Истребив две тарелки каши, Лешка помыла посуду, починила распроклятые босоножки, сделала новую обмотку у электроутюга и тихо — отец спал — взяла у него на столе пишущую машинку. Отец купил ее недавно по случаю, за бесценок. В ней не было буквы «е». Отец печатал двумя пальцами свои партизанские воспоминания, чтобы отдать их потом в областной музей. Сначала он написал от руки и попросил дочь перепечатать. Лешка взялась было, да бросила.
— Не хочу!
— Почему? — изумился Алексей Павлович.
— Вымысел!
— Какой такой вымысел?! — оскорбился отец.
— Партизан было двадцать, а фрицев целая рота, и они разбежались!
— Что ты в этом смыслишь! — повысил голос отец, что с ним случалось очень редко. — Фрицы так нас боялись, что, когда спать ложились, бомбы к дверным ручкам привешивали. Ну, я тебе и не дам печатать этот материал. Критик!..
Он сердито унес свои листы и машинку. Сейчас Лешка утащила машинку к себе в комнату и стала отстукивать стихотворение Есенина:
В прозрачном холоде заголубели долы…
Потом, достав томик Льва Толстого, перепечатала из него понравившееся ей место: «Человек есть дробь. Числитель — это, сравнительно с другими, достоинства человека; знаменатель — это оценка человеком самого себя. Увеличить своего числителя — свои достоинства не во власти человека, но всякий может уменьшить своего знаменателя — свое мнение о самом себе, и этим уменьшением приблизиться к совершенству».
«Здорово сказано! — Лешка приостановилась. — Надо будет завтра девчонкам в перерыве прочитать. Вот только неверно насчет числителя. Разве не во власти человека увеличить свои достоинства? Нет, Лев Николаевич, тут я с вами категорически не согласна!»
Она вставила в машинку новый лист бумаги и отстукала вопрос: «Для чего мы живем?»
Потерла нос в темных крапинках и решительно напечатала: «Чтобы улучшать жизнь и приносить людям счастье».
Склонив голову набок, перечитала: «Верно. Это — главное». И напечатала следующий вопрос: «А что такое счастье?»
Она бы продолжила свои философские размышления, но проснулся отец и отобрал машинку. Теперь можно было заняться фотографией. Лешка влезла в платяной шкаф — «полевую лабораторию» — заряжать аппарат.
В комнату вошла Вера. Увидя босоножки подруги возле шкафа, поскреблась в дверцу. Из шкафа глухо донеслось:
— Иди на улицу, я сейчас!
«Все-таки зашла», — удовлетворенно подумала Лешка.
Платье цвета пенки вишневого варенья — через голову, нить «жемчуга» — на шею, лаковые босоножки тридцать третьего «размера Золушки» — на ноги, волосы на затылке узлом — и Лешка сразу превратилась в маленькое, изящное создание, немного строгое и очень женственное.
Покрутилась у зеркала, покусала губы, чтобы стали ярче, — и на улицу.
Вера покорно ждала возле ворот, ничего не видя, уставилась на железное кольцо калитки.
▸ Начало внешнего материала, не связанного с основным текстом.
PR #576, opened 2019-12-17
agent: slave: stop loading BPL dynamically with dlopen

mariomaz:
Loading with dlopen only makes sense in a few cases:
- for plugins that you don't always want to load;
- to be able to handle different library versions with different
interfaces;
- to be able to specify the file to load from the program (e.g. based on
a command-line argument) instead of letting the dynamic loader find it.

We are in none of these situations. The only thing that is desired is
that it is possible to replace bpl with a different implementation (but
with the same ABI) without rebuilding the rest of prplMesh. But that is
also possible with a normal dynamic library.

Therefore, remove the dlopen() and just rely on the dynamic library
loader to find bpl.

Since bpl is now a link_library dependency, the include path no longer
needs to be specified explicitly either.


mariomaz:
Required for #469.

framework/platform/bpl/include/bpl/bpl.h
```diff
@@ -9,9 +9,7 @@
 #ifndef _BPL_H_
 #define _BPL_H_
 
-#ifdef __cplusplus
-extern "C" {
-#endif
+namespace bpl {
```
arnout, line 12: Since the namespace is such a big change, I would have done the removal of the `extern "C"` in a separate commit. But that's just a nitpick.

More importantly, though: I would take this occasion to also remove the `bpl_` prefix from all names. The namespace replaces it.

Also, did you make this change automatically (e.g. with a sed script)? If yes, please mention the command you used in the commit message, and explicitly mention which additional manual changes you made.

framework/platform/bpl/linux/bpl_cfg.cpp
```diff
@@ -28,6 +28,8 @@ using namespace beerocks::bpl;
 
 const char *s_error_strings[] = {FOREACH_ERROR_CODE(GENERATE_ERROR_STRING)};
 
+namespace bpl {
```
arnout, line 29: Shouldn't the s_error_strings above also be in the bpl namespace? Hm, actually, it doesn't even seem to be used...

arnout (commented):
Looks good so far.

Is there anything else that needs to be done? To me it looks like it's ready for merge.

framework/platform/bpl/include/bpl/bpl.h
mariomaz: I was going to make this very same proposal 
> More importantly, though: I would take this occasion to also remove the bpl_ prefix from all names. The namespace replaces it.

I didn't use any script to make the changes, all changes where made manually.

framework/platform/bpl/linux/bpl_cfg.cpp
mariomaz: I'll remove this variable.

agent/src/beerocks/slave/backhaul_manager/backhaul_manager_thread.cpp
```diff
@@ -239,7 +239,7 @@ bool backhaul_manager::socket_disconnected(Socket *sd)
             m_sConfig.slave_iface_socket.erase(iface);
 
             LOG(INFO) << "sending platform_notify: slave socket disconnected " << iface;
-            platform_notify_error(BPL_ERR_BH_SLAVE_SOCKET_DISCONNECTED,
+            platform_notify_error(bpl::BPL_ERR_BH_SLAVE_SOCKET_DISCONNECTED,
```
tomereli: So the error should become `enum class`
```
platform_notify_error(bpl_error::BH_SLAVE_SOCKET_DISCONNECTED;
```
(nitpick)

tomereli (approved):
LGTM, please rebase and merge

agent/src/beerocks/slave/backhaul_manager/backhaul_manager_thread.cpp
mariomaz: Done.
It's not a nitpicking comment actually: using enum classes over enum types has some advantages that allow for better quality code.

tomereli (approved):

framework/platform/bpl/linux/bpl_cfg.cpp
```diff
@@ -26,8 +26,6 @@ using namespace beerocks::bpl;
 #define RETURN_OK 0
 #define RETURN_ERR -1
 
-const char *s_error_strings[] = {FOREACH_ERROR_CODE(GENERATE_ERROR_STRING)};
```
arnout, line 29: With this, the GENERATE_ERROR_STRING macro is also no longer used.

arnout (approved):
Nice work.

PR #577, opened 2022-12-05
Feature:document generation support i18n

fplun:
Add configuration item:language

Support multi language conversion to ASCII when generating documents

### DIFF
--- a/camel/Output/OutputEndpointData.php
+++ b/camel/Output/OutputEndpointData.php
@@ -154,7 +154,7 @@ class OutputEndpointData extends BaseDTO
 
     public function fullSlug(): string
     {
-        $groupSlug = Str::slug($this->metadata->groupName);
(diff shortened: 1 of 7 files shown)


shalvah:
Thanks for the PR. I'm a bit dissatisfied, though.
1. The config file param `language` does not explain what it's for. This is misleading because of point (2):
2. This isn't full internationalization. Which is okay, but I'd rather release internationalization as a complete feature. Having `language` in there when it's only used for generating slugs would definitely be confusing. Perhaps I'll create a branch for that.
3. Also, it looks like your usage of `Str::slug` is incorrect? `language` is the third parameter: https://github.com/illuminate/support/blob/475bda9d24e832388d5514683bec5ea6ef9a3c94/Str.php#L1016

I think it's a good start, though.

fplun:
My English is poor，I'm looking forward to it. I hope this project will be better and better

PR #586, opened 2022-12-12
Remove redundant imports

AdamiecRadek:
This PR removes two redundant imports from `src/Commands/GenerateDocumentation.php` that were not used and one import of a non-existing class in `src/Writing/OpenAPISpecWriter.php`


AdamiecRadek:
It's strange because I did not touch the file that was failing the lint check, but I fixed it anyway :)

PR #591, opened 2022-12-21
Introduce PHP CS fixer tool and apply PSR standards

AdamiecRadek:
This PR introduces [PHP CS Fixer](https://github.com/PHP-CS-Fixer/PHP-CS-Fixer) tool into Scribe.   

**I divided PR into smaller commits to make code review easier**

The most important part of this PR is the `.php-cs-fixer.php` file which contains all the rules for the cs fixer. I added there PSR12 and PHP80 rulesets.    

I also updated the composer scripts' names to reflect better what they are doing. I added a new composer script to git flow.    

Everything else is a result of an automatic code-style fix.


shalvah:
Whoops, I'm really sorry I have to close this after the work you've put in, but I don't like style-checking tools. I won't go into details why, but they're even more of a nuisance on a project like this—I'm by far the main contributor, and any weird styles I don't like can be fixed pretty easily. Style fixers should be introduced when there is a problem (multiple primary contributors with differing code styles and significant time wasted on style debates), and there's no such problem here.

So, yeah—sorry, but closing this. Thanks for the contribution attempt!

AdamiecRadek:
I appreciate your honest and detailed answer. I may have a different view on the matter, but I understand your reasoning, so no worries :)

PR #595, opened 2022-12-29
Allow changing the version number within the OpenApi-Specs

Yasu-San:
Adds the possibility to change the Version number within the generated OpenAPI-Document


shalvah:
Sorry, this does not meet the threshold for a new config item. Use `openapi.overrides` if you wish to change the version.

Issue #455, opened 2022-03-29
array to string conversion 


ibrahem-kamal:
- [x] **I confirm that I have read and attempted the tips in the [Troubleshooting Guide](https://scribe.knuckles.wtf/laravel/troubleshooting).**

when adding nested array it fails in generating the docs and gives the error below , 

<img width="954" alt="image" src="https://user-images.githubusercontent.com/38753243/160589412-dc31449f-a930-44a0-854e-3c1dd22372e4.png">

Лешка хитро улыбнулась, от носа к щекам залучились, как у котенка, морщинки: ясно, почему уставилась! Вокруг кольца белой масляной краской нарисовано сердце. Сердце!..
— В порт? — невинным голосом спросила она подругу. Там наверняка будет этот Иржанов. Неспроста Верка вырядилась в желтое платье, которое ей так к лицу.
У причала собралось много народу встречать теплоход «Узбекистан». Мимолетный дождь пролил скупой ковш на ступеньки пристани, и они довольно поблескивали.
Анатолия не было видно, Лешка повеселела, болтала без умолку.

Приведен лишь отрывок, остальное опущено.